Directions
Return, in their exact form, the lines that lie between the start of the data below and the line containing "-> former_ids alias", with both ends included.

Stored data entries
☆ ☆ ☆ ☆ ☆ ☆ ☆
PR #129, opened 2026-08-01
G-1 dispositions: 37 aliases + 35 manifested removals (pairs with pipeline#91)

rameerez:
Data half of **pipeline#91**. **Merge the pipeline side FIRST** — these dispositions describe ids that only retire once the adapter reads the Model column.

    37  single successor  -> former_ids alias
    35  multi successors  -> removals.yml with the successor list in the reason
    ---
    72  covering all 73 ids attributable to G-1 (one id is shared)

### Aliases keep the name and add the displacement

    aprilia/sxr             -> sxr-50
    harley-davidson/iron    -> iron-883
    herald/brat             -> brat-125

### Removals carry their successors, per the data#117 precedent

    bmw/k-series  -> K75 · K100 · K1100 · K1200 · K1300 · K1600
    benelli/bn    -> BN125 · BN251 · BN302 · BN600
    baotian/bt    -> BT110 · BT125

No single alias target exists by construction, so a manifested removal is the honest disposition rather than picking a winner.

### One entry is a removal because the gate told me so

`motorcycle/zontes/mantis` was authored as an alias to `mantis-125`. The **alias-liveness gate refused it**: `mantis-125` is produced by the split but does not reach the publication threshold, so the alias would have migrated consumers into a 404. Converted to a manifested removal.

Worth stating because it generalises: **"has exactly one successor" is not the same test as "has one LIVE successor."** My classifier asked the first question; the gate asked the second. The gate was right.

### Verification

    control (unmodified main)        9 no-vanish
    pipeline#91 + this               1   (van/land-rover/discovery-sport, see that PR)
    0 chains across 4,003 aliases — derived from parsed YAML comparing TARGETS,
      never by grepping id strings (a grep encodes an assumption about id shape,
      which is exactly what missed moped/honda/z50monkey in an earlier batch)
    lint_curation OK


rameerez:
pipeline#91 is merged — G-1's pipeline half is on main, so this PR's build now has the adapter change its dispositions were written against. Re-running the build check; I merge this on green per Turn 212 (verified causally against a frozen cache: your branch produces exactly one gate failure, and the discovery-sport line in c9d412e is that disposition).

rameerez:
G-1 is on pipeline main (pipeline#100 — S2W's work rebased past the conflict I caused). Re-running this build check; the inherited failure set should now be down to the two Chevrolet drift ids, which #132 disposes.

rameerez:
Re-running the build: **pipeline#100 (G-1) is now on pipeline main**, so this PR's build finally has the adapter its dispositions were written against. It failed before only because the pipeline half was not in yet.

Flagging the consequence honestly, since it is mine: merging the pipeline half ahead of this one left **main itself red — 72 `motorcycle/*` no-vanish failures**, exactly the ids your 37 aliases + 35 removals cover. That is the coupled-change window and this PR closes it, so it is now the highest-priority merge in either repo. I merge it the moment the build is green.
☆ ☆ ☆ ☆ ☆ ☆ ☆
Task response
PR #129, opened 2026-08-01
G-1 dispositions: 37 aliases + 35 manifested removals (pairs with pipeline#91)

rameerez:
Data half of **pipeline#91**. **Merge the pipeline side FIRST** — these dispositions describe ids that only retire once the adapter reads the Model column.

    37  single successor  -> former_ids alias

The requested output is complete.